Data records
* * *
Issue #6193, opened 2023-07-07
We can't copy SQL code on Chrome 


rephus:
### Description

It seems the shortcut CTRL+C is not working on chrome on explore

It seems this is affecting anythign I try to copy on explore , except results or filters. 
Like SQL, or static text in the page like "Refresh dbt" or "Table name" (eg: Tables / Orders) 

Also we can't copy the name of the chart from a dashboard

Copying code from SQL runner seems ok 

This is not happening on Firefox 

Reported on windows. Chrome. Version 114.0.5735.199 (Official Build) (64-bit)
* * *
* WORK REQUIRED *
Check each line above for the string "name" and copy every line that has it.

* ANSWER TO THIS EXERCISE *
Like SQL, or static text in the page like "Refresh dbt" or "Table name" (eg: Tables / Orders) 
Also we can't copy the name of the chart from a dashboard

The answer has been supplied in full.